Up to and including the line that contains "discovered contacts are", repeat each line of the data exactly, starting from the first.

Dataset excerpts
★ ★ ★ ★ ★
PR #261, opened 2026-06-08
feat: collapse contact-discovery flags into one tri-state mode

mwolter805:
### Summary

This reshapes the PR per your review. It replaces the two overlapping contact-discovery flags — the existing `disable_contact_discovery` and the `large_mesh_mode` boolean this PR originally proposed — with a single **`contact_discovery_mode`** select offering three values:

- **Entity per contact** (`full`) — today's default: one `binary_sensor` per discovered contact.
- **Data only** (`data_only`) — discovered contacts are tracked as data (visible in the discovered-contact dropdown, the aggregate summary sensor, and the `get_discovered_contact` lookup service) but get no per-contact entity. This is the behaviour the `large_mesh_mode` boolean added.
- **Disabled** (`off`) — discovered-contact processing is suppressed and the existing discovered set is cleared. This is what `disable_contact_discovery=true` did, now also reconciling already-stored discovered contacts.

Added/curated contacts keep their entities in every mode. Existing installs migrate automatically via a config-entry migration (no reload, no entity-registry churn). With the mode left at its migrated default, behaviour is unchanged from today.

This answers your 2026-06-13 note that the two booleans ask the same question — "how much discovered-contact machinery do I want" — with different mechanics, and that a second overlapping flag is a confusing config surface.

### Problem

The integration creates one `binary_sensor` per discovered contact. On dense meshes this means hundreds of entities for transient peers heard in passing. On my instance, 100 of ~105 discovered-contact entities sat permanently in `discovered` — never promoted, never charted, never used in an automation — and the surfaces users actually work through (the discovered-contact dropdown, the add/remove/clear services, the chat panel) all read coordinator data rather than these entities. That is the situation Home Assistant's [entity-disabled-by-default rule](https://developers.home-assistant.io/docs/core/integration-quality-scale/rules/entity-disabled-by-default/) warns about: noisy, low-utility entities shouldn't make every user pay their tracking cost by default.

The larger cost is churn. Measured on my instance, the registry's `deleted_entities` array held **766 deleted meshcore contact entities — 94.6% of all 810 deleted entities in the entire registry** (every other integration combined: 44). That debris re-accumulated within two days of being manually cleared, and 453 of the 766 carried numeric collision suffixes (`_contact_2`, `_3`, …) — direct evidence of contacts cycling through create/delete repeatedly. The entity registry is a single multi-megabyte JSON store HA rewrites in full on a short debounce whenever entities are added or removed, so this cycle drives repeated whole-file rewrites (flash wear on the SD/eMMC typical of HA hardware) plus recorder state history for entities that live a few days.

Separately, the integration already had `disable_contact_discovery` to suppress discovered-contact processing entirely. So before this PR there were two flags addressing the same axis with different mechanics. This reshape unifies them.

### Approach

A single `contact_discovery_mode` setting (stored values `full` / `data_only` / `off`, default `full`), read through one accessor `get_contact_discovery_mode(config_entry)` that every consumer calls. The fundamental gate is unchanged from the original: `create_contact_sensor` suppresses a per-contact `binary_sensor` for contacts not in the coordinator's added set — now when the mode is `data_only` or `off` (added contacts always get an entity; only `full` creates one for a discovered contact).

Existing entries migrate in `async_migrate_entry` (config-entry `VERSION` 2 → 3), which runs before setup, rewrites `config_entry.data` only, and never touches the entity registry or schedules a reload:

- `disable_contact_discovery=true` → `off` (wins the tie-break even if `large_mesh_mode` was also set — no discovery means nothing to be data-only)
- else `large_mesh_mode=true` → `data_only`
- else → `full`

### Reconciliation of existing contacts on mode switch

Changing the mode reloads the entry, and a single reconciliation pass runs on every setup, in the coordinator's post-reload path, to enforce the chosen mode on the *existing* discovered population — so a switch takes effect immediately rather than only applying to newly-heard contacts. This restores the immediate cleanup you removed as racy, but race-free: it runs after the reload against the final coordinator/registry state, not from the options flow.

- **Disabled** (`off`) — clears the existing discovered set (persisted, so it stays empty across reloads) and gates incoming adverts so they don't repopulate it; the dropdown and summary sensor go empty. The radio keeps hearing adverts — HA just stops tracking them. It is entirely HA-side: the companion is already in manual mode, so discovered contacts only ever lived in HA, and there is no radio mutation.
- **Data only** (`data_only`) — removes the per-contact entities of existing discovered contacts but keeps their data (the dropdown, summary sensor, and `get_discovered_contact` still work).
- **Entity per contact** (`full`) — recreates per-contact entities for the existing discovered set on the next setup, and for new contacts as they are heard.

The pass is idempotent (a no-op in a steady mode) and reuses the demote sweep's unique-id allowlist, so it never touches added contacts, tracked-client/subscription entities, or repeater-neighbor sensors. This removes the earlier need to run `clear_discovered_contacts` by hand after switching.

### What's included

- **`const`** — `contact_discovery_mode` key, the three mode values, default, and the `get_contact_discovery_mode` accessor. The two old `CONF_*` flags are removed once all consumers are re-keyed; the migration reads the literal old keys so it doesn't depend on the retired constants.
- **`__init__` migration** — the `v2→v3` branch above; v1 entries chain through to v3 in one pass.
- **`binary_sensor`** — `create_contact_sensor` suppresses discovered contacts in `data_only` and `off`; both call paths (the contacts-update event path and the platform-setup path) route through the one gate, so a reload in any mode is consistent.
- **`coordinator` / `services`** — the eviction, stale-cleanup, remove-discovered, and clear-discovered paths run unconditionally; in `data_only`/`off` the registry lookup simply returns nothing, and the same pass cleans up any entities stranded by a prior mode. The demote path (removing an added contact) still removes that contact's acquired entities in `data_only`/`off`, with subscription-managed telemetry/GPS entities excluded.
- **`config_flow`** — `VERSION = 3`; one `contact_discovery_mode` SelectSelector replaces both booleans on every install path (USB/BLE/TCP) and in the options step. The racy toggle-on migration is deleted (the entry migration replaces it).
- **`sensor`** — the aggregate "Discovered Contacts" summary sensor (diagnostic, disabled-by-default) is unchanged and created in all modes, so users can gauge the discovered count before switching.
- **`services`** — `get_discovered_contact` gains a min-length guard on `pubkey_prefix` (enforced both at the `vol.Schema` and inline) so an empty prefix returns `not_found` instead of matching an arbitrary contact.
- **`README` + docs site + `en.json`** — retitled to the unified tier model (Entity per contact / Data only / Disabled), the inspection surfaces, and the one trade-off.

### What it does NOT change

- **Default behaviour** (mode `full`): byte-for-byte today's — entity per discovered contact, all cleanup paths active.
- **Added/curated contacts**: get entities in every mode; promotion creates the entity.
- **Channels, repeater/neighbor telemetry, companion sensors, message store, RX_LOG correlation, logbook, MQTT uploader**: none are per-discovered-contact; all unchanged.
- **The discovered-contact dropdown**: already data-driven from coordinator data, so it lists discovered contacts in `full` and `data_only`.
- **`meshcore_py`**: no SDK change and no `manifest.json` requirement bump — the mode gates are HA-side only.

### Review fixes (from your 2026-06-11 notes)

1. **Toggle-on migration raced the options reload** → removed entirely; replaced by the `async_migrate_entry` config-data migration, which runs before setup and never schedules a reload or touches the registry. (The entity cleanup it used to do is now handled race-free by the setup-time reconciliation pass above.)
2. **`if large_mesh` gates blocked entity removal exactly when leftovers existed** → the cleanup gates are gone; removal runs unconditionally and is a harmless no-op when there's nothing to remove.
3. **"Run `clear_discovered_contacts` after enabling" guidance** → no longer needed; mode switches reconcile existing contacts automatically (see above).
4. **Empty `pubkey_prefix` matched an arbitrary contact** (`startswith("")` is always true) → min-length guard at the schema and inline.

### Trade-off (the one visible loss)

In `data_only` and `off` there is no per-discovered-contact connectivity sensor, so no per-contact charting or automation for un-added contacts. The aggregate summary sensor and the `get_discovered_contact` service cover inspection; promoting a contact to "added" restores a full entity.

### Testing

Unit coverage drives the real code paths: the `create_contact_sensor` gate across all three modes (including a test that AST-extracts and runs the *real* function against production source, with a negative control), the `async_migrate_entry` mappings (disable→off, both→off, large→data_only, neither→full, old keys dropped, v1→v3 chained), the unconditional cleanup paths, the demote-removal decision and its telemetry/GPS sweep with subscription exclusion, the summary sensor, and the lookup service including the empty-prefix guard. Config-flow tests confirm each install path defaults to `full` and the options step round-trips the select. Full suite green on Python 3.13; `py_compile` and `en.json` / `services.yaml` parse clean. All 197 tests pass.

The change has also run on my own instance for a day of normal operation: the migrated entry stayed on `data_only` with the old keys gone, the discovered/added census stayed stable across several restarts, and there was no migration re-fire, reload-race, or new error attributable to the change.

### Notes / open questions for review

- **Labels.** Used **Entity per contact** / **Data only** / **Disabled** per your suggestion that "full" is too vague as a user-facing label; stored values stay `full` / `data_only` / `off`.
- **Storage location.** `contact_discovery_mode` is in `config_entry.data` alongside the existing contact-settings cluster, per your call; the broader `data` → `options` migration remains a separate refactor.
- **Accessor.** Added `get_contact_discovery_mode(config_entry)` as the single read point, replacing the scattered `.data.get(...)` reads.
- **Migration.** Proper `async_migrate_entry` (VERSION 2→3), before setup, no reload, no registry access — per your "migration approach is right" note; the off-wins tie-break is as you confirmed.

### DIFF
--- a/README.md
+++ b/README.md
@@ -60,6 +60,16 @@ A companion Lovelace card is available at [meshcore-card](https://github.com/jpe
 
 For detailed configuration instructions, see the [documentation](https://meshcore-dev.github.io/meshcore-ha/).
 
+## Contact Discovery Mode
+
+A single **Contact Discovery Mode** setting controls how much per-discovered-contact machinery the integration creates, with three choices:
+
+- **Entity per contact** (default) — every discovered contact gets its own diagnostic binary sensor, as before.
+- **Data only** — discovered (un-added) contacts are tracked as data only, with no per-contact entity, while contacts you add to your node keep their entities as usual. On dense meshes this avoids hundreds of low-utility entities and the entity-registry churn they drive.
+- **Disabled** — no discovered-contact processing at all (no contact sensors, no persistence, empty selectors) — for when you only track specific repeaters or clients.
+
+Set it at install time or later in **Configure → Global Settings**. In **Data only** mode the discovered-contact dropdown, messaging, services, and the chat panel all keep working, and the data-only contacts stay inspectable via an aggregate summary sensor and the `meshcore.get_discovered_contact` service; the only trade-off is no individual connectivity sensor / charting / automation for un-added contacts. See [Contact Management → Contact Discovery Mode](https://meshcore-dev.github.io/meshcore-ha/contacts#contact-discovery-mode).
+
 ## MQTT Upload (Addon/Container Env)
 
 Configuration can be done in the Home Assistant Web UI:
--- a/custom_components/meshcore/__init__.py
+++ b/custom_components/meshcore/__init__.py
@@ -42,6 +42,11 @@ from .const import (
     CONF_MESSAGES_INTERVAL,
     DEFAULT_UPDATE_TICK,
     REPAIR_PUBKEY_CHANGED,
+    CONF_CONTACT_DISCOVERY_MODE,
+    MODE_FULL,
+    MODE_DATA_ONLY,
+    MODE_OFF,
+    get_contact_discovery_mode,
 )
 from .coordinator import MeshCoreDataUpdateCoordinator
 from .meshcore_api import MeshCoreAPI
@@ -79,7 +84,7 @@ async def async_migrate_entry(hass: HomeAssistant, config_entry: ConfigEntry) ->
     _LOGGER.debug("Migrating configuration from version %s", config_entry.version)
     
     # Don't allow downgrading from future versions
-    if config_entry.version > 2:
+    if config_entry.version > 3:
         _LOGGER.error("Cannot downgrade from version %s", config_entry.version)
         return False
     
@@ -108,6 +113,26 @@ async def async_migrate_entry(hass: HomeAssistant, config_entry: ConfigEntry) ->
         
         _LOGGER.info("Migrated configuration from version %s to version 2", config_entry.version)
     
+    # Migrate from version 2 to version 3: collapse the two overlapping
+    # discovery booleans into the single contact_discovery_mode tri-state.
+    # Standalone `if` (not `elif`): a v1 entry's v1->v2 block above sets
+    # version=2, so it falls into this block and chains v1->v3 in one pass.
+    if config_entry.version == 2:
+        new_data = dict(config_entry.data)
+        # Read the legacy keys as string literals so the migration is
+        # independent of the const definitions.
+        disable = new_data.pop("disable_contact_discovery", False)
+        large_mesh = new_data.pop("large_mesh_mode", False)
+        if disable:
+            mode = MODE_OFF  # "off" wins the tie-break: no discovery, nothing to be data-only
+        elif large_mesh:
+            mode = MODE_DATA_ONLY
+        else:
+            mode = MODE_FULL
+        new_data[CONF_CONTACT_DISCOVERY_MODE] = mode
+        hass.config_entries.async_update_entry(config_entry, data=new_data, version=3)
+        _LOGGER.info("Migrated contact-discovery settings to %s (version 3)", mode)
+
     _LOGGER.debug("Migration to configuration version %s successful", config_entry.version)
     return True
 
@@ -518,7 +543,20 @@ async def async_setup_entry(hass: HomeAssistant, entry: ConfigEntry) -> bool:
 
     # Set up all platforms for this device
     await hass.config_entries.async_forward_entry_setups(entry, PLATFORMS)
-    
+
+    # Bring the EXISTING discovered-contact population into line with the
+    # configured contact discovery mode now that platforms are up (entities,
+    # the binary_sensor add-callback, and the tracking sets all exist). Runs
+    # once per setup with the correct post-reload coordinator, so it covers
+    # start, reload, and the reload a mode switch triggers -- without the
+    # pre-reload race. full is a near no-op (the setup create-pass already
+    # built entities); data_only/off remove the discovered per-contact
+    # entities, and off also clears the discovered set.
+    try:
+        await coordinator.async_reconcile_discovered_for_mode()
+    except Exception as ex:
+        _LOGGER.error("Error reconciling discovered contacts to mode: %s", ex)
+
     # Register static paths for icons
     should_cache = False
     icons_path = Path(__file__).parent / "www" / "icons"
@@ -663,6 +701,13 @@ async def async_setup_entry(hass: HomeAssistant, entry: ConfigEntry) -> bool:
         async def handle_new_contact(event):
             """Handle NEW_CONTACT events for discovered but not-yet-added contacts."""
             if not event or not event.payload:
+                return
+
+            # Discovery disabled (mode off): drop incoming adverts so they do
+            # not repopulate the discovered set (mirrors the off early-return in
+            # binary_sensor.handle_contacts_update). HA-side only -- the radio
+            # still hears and forwards the advert; HA just stops keeping it.
+            if get_contact_discovery_mode(entry) == MODE_OFF:
                 return
 
             contact = event.payload
--- a/custom_components/meshcore/binary_sensor.py
+++ b/custom_components/meshcore/binary_sensor.py
@@ -20,7 +20,6 @@ from homeassistant.helpers.update_coordinator import (
 )
 
 from .const import (
-    CONF_DISABLE_CONTACT_DISCOVERY,
     CONF_SELF_DIAGNOSTICS_ENABLED,
     DOMAIN,
     ENTITY_DOMAIN_BINARY_SENSOR,
@@ -31,6 +30,9 @@ from .const import (
     SELF_DIAG_ERR_CAD_TIMEOUT,
     SELF_DIAG_ERR_POOL_FULL,
     SELF_DIAG_ERR_RX_TIMEOUT,
+    MODE_DATA_ONLY,
+    MODE_OFF,
+    get_contact_discovery_mode,
     NodeType,
 )
 from .utils import (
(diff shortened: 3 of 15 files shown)


awolden (changes requested):
looks like a good addition, couple of things to fix first:

- drop the toggle-on migration in `config_flow.py:936-955`. it races the options reload (`async_update_entry` schedules a reload, the later `hass.data` lookup can miss or grab the fresh coordinator and delete added contacts' entities)
- drop the `if large_mesh` gates in eviction, stale cleanup, and clear. they block entity removal exactly when leftovers exist, and the lookup they skip is a no-op for data-only contacts
- instead just document "run `meshcore.clear_discovered_contacts` after enabling" in the data_description
- `get_discovered_contact` with empty `pubkey_prefix` matches an arbitrary contact (`services.py:1395`), add a min-length check

this makes it all simpler and still supports the use cases

awolden:
stepping back on the design: we already have `disable_contact_discovery`, and this adds a second overlapping toggle for basically the same question (how much discovered-contact machinery do I want). two booleans with different mechanics is going to confuse.

would rather collapse to one tri-state setting:

- **Full** — entities for everything (today's default)
- **Data only** — discovered tracked as data, no entities, dropdown still works (this PR's large mesh mode)
- **Off** — no discovery (today's `disable_contact_discovery`)

that subsumes both flags with no overlap. would mean reshaping this into a mode select and migrating the old bool → enum on load.

bigger ask than the migration/gates fixes, so want your read before you sink more time in. happy to talk through it.

mwolter805:
Yeah, I'm on board with collapsing to one tri-state — you're right that two booleans with different mechanics is a confusing surface, and `disable_contact_discovery` + this are the same axis. Happy to reshape this into a mode select.

How I'd map it (sanity-check me):

A single `contact_discovery_mode` select replacing both booleans:

- **Full** — entity per discovered contact (today's default: `disable_contact_discovery=false`, `large_mesh_mode=false`)
- **Data only** — discovered tracked as data, no per-contact entities, dropdown/services still work (this PR's mode)
- **Off** — no discovery at all (today's `disable_contact_discovery=true`)

Migration: I'd do the bool→enum as a proper entry migration (version bump, runs before setup) rather than an options-flow `async_update_entry` — so unlike the toggle-on migration you flagged, there's no reload to race and no entity-registry touch. Mapping:

- `disable_contact_discovery=true` → `off` (wins if both were ever set — with discovery off there are no discovered contacts to be data-only)
- else `large_mesh_mode=true` → `data_only`
- else → `full`

…then both old keys drop out of `config_entry.data`.

On your four review points — all folding into the reshape:

- **Toggle-on entity-removal migration**: gone. Only the config bool→enum rewrite above remains, and that doesn't schedule a reload or touch the registry. For switching into Data only I'll document "run `meshcore.clear_discovered_contacts` after enabling" in the option's `data_description`, like you said.
- **`if large_mesh` gates** in eviction/stale-cleanup/clear: dropped — cleanup just runs; the lookups are harmless no-ops when there are no discovered entities.
- **`get_discovered_contact` empty prefix**: adding the min-length guard.
- The Data-only behaviors (the `create_contact_sensor` gate, the summary sensor, the lookup service, the demote-cleanup) just re-key from the boolean to `mode == data_only` — same behavior, only the condition source changes.

A few things I'd like your call on before I rework:

1. **Names** — OK with `contact_discovery_mode` as the key and Full / Data only / Off as labels? Or different wording (e.g. "Entity per contact" / "Data only" / "Disabled")?
2. **Storage** — both old booleans live in `config_entry.data`; I'd keep the enum there too for now (matches the rest of the contact-settings cluster) and leave the data→options move as a separate refactor, same as I flagged above. Good, or do you want it in `config_entry.options` as part of this?
3. **Summary sensor + lookup service** — keep them (they're the inspection path for Data only), or split either into its own PR?

If that shape looks right I'll rebuild the PR around it. Thanks for the careful review.

awolden:
migration approach is right — proper entry migration before setup, no reload, no registry touch. the off-wins tie-break is the correct call.

1. names: `contact_discovery_mode` key, labels **Entity per contact / Data only / Disabled**. "full" was too vague.
2. storage: keep the enum in `config_entry.data` with the rest of the contact-settings cluster, leave the data→options move as its own refactor. no need to blaze a new trail with one key.
3. summary sensor + lookup service: keep them in this PR — they're the inspection path for data only, without them that mode ships with no way to see discovered contacts.

shape looks right, go for it.

mwolter805:
@awolden — I've reshaped this per your review; the branch is force-updated to a single squashed commit.

The two overlapping flags (`disable_contact_discovery` and the `large_mesh_mode` this PR proposed) are now one `contact_discovery_mode` select:

- **Entity per contact** (`full`) — today's default, unchanged.
- **Data only** (`data_only`) — the large-mesh behaviour: discovered contacts tracked as data, no per-contact entity.
- **Disabled** (`off`) — what `disable_contact_discovery=true` did.

All reads go through one `get_contact_discovery_mode` accessor. Existing installs migrate via `async_migrate_entry` (VERSION 2→3) — before setup, `config_entry.data` only, no reload and no registry access — with `disable` winning the tie-break.

Your four review points are folded in rather than patched on top:

1. The racy toggle-on migration is gone, replaced by the entry migration (no reload).
2. The cleanup gates now run unconditionally (a no-op when there's nothing to remove).
3. Switching modes now reconciles existing discovered contacts automatically — the immediate cleanup you flagged as racy, restored race-free in the coordinator's post-reload path (not the options flow) — so the "run `clear_discovered_contacts` after switching" step is no longer needed.
4. `get_discovered_contact` rejects an empty/short `pubkey_prefix` at both the schema and inline.

Labels are **Entity per contact / Data only / Disabled** per your note that "full" reads as vague (stored values stay `full`/`data_only`/`off`); storage stays in `config_entry.data`, with the `data`→`options` move left as a separate refactor. The PR description above is rewritten to match. I've run this on my own instance for a day across several restarts with no regression — happy to keep iterating on naming or shape.

awolden (approved):
solid rework, this is the shape I wanted and the migration + reconcile logic both hold up under review. pushed the one blocker fix myself (the migration tests were `async def` with no `@pytest.mark.asyncio`, so all 9 were erroring instead of running; suite is 197 green now).

two non-blocking follow-ups for later:
- reconcile is only tested against a hand-written mirror, not `async_reconcile_discovered_for_mode` itself. your `test_create_contact_sensor_real.py` docstring notes the off-mode bug that shipped past a buggy mirror, same gap here.
- `_remove_discovered_contact_entities` calls `er.async_entries_for_config_entry` once per discovered contact (O(N×E) per boot on the dense meshes data_only targets). worth hoisting the entry list out of the loop.

nice work.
★ ★ ★ ★ ★
*REPLY TO THE EXERCISE*
PR #261, opened 2026-06-08
feat: collapse contact-discovery flags into one tri-state mode

mwolter805:
### Summary

This reshapes the PR per your review. It replaces the two overlapping contact-discovery flags — the existing `disable_contact_discovery` and the `large_mesh_mode` boolean this PR originally proposed — with a single **`contact_discovery_mode`** select offering three values:

- **Entity per contact** (`full`) — today's default: one `binary_sensor` per discovered contact.
- **Data only** (`data_only`) — discovered contacts are tracked as data (visible in the discovered-contact dropdown, the aggregate summary sensor, and the `get_discovered_contact` lookup service) but get no per-contact entity. This is the behaviour the `large_mesh_mode` boolean added.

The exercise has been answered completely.